■ **Exercise goal**: Filter this material down to the lines that hold "example", copying each one.

■ **Listed records**:
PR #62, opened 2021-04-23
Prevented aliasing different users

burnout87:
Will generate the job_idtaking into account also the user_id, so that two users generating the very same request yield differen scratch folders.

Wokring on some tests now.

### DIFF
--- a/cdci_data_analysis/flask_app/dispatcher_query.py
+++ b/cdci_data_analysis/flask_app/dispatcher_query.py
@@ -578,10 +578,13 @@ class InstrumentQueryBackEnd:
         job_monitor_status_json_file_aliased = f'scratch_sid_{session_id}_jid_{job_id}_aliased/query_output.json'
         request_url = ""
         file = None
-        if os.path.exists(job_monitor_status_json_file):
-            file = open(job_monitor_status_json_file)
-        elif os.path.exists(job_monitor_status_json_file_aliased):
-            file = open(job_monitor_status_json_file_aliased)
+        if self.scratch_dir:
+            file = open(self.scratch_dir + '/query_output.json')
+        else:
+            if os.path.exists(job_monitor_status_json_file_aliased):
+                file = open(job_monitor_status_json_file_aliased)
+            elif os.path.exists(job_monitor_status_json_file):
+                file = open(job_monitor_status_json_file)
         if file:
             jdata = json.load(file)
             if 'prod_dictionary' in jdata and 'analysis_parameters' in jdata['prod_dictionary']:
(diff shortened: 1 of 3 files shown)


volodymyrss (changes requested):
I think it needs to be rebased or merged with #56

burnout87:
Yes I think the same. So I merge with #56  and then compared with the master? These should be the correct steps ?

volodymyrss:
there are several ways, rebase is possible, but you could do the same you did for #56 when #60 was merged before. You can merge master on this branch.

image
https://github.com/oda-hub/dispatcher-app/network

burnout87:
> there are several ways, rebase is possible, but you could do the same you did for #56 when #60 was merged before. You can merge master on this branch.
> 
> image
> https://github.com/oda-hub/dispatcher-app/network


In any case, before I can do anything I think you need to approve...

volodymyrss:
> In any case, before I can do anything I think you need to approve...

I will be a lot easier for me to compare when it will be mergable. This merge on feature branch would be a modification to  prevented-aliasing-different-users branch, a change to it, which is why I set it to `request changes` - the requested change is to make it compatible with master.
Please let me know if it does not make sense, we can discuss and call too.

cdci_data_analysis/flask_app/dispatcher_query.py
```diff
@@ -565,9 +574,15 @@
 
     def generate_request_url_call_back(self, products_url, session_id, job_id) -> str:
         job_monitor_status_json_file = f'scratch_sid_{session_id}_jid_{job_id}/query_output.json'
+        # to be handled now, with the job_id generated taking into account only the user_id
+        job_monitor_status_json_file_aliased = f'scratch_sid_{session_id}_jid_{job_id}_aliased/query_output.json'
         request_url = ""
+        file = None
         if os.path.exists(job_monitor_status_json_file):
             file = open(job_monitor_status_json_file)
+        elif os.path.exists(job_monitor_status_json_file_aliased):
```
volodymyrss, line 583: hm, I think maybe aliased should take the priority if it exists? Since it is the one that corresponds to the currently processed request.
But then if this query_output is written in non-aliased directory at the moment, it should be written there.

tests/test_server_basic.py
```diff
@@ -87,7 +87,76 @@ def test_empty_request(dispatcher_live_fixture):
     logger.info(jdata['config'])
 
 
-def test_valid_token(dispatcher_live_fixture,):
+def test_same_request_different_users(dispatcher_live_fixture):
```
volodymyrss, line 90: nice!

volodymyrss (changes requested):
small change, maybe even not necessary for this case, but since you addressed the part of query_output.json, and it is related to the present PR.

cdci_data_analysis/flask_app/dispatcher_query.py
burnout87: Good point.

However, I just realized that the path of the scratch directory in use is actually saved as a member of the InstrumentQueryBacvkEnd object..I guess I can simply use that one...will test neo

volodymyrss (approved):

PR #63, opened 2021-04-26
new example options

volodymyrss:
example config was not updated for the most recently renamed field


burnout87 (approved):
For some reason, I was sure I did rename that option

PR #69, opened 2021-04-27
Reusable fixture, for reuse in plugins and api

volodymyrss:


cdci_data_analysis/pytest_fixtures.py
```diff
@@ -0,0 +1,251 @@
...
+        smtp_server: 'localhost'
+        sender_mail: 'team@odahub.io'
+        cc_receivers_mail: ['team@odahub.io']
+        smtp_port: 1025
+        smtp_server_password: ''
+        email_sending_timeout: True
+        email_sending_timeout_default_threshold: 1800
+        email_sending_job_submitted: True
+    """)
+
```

■ **Solved exercise**:
new example options
example config was not updated for the most recently renamed field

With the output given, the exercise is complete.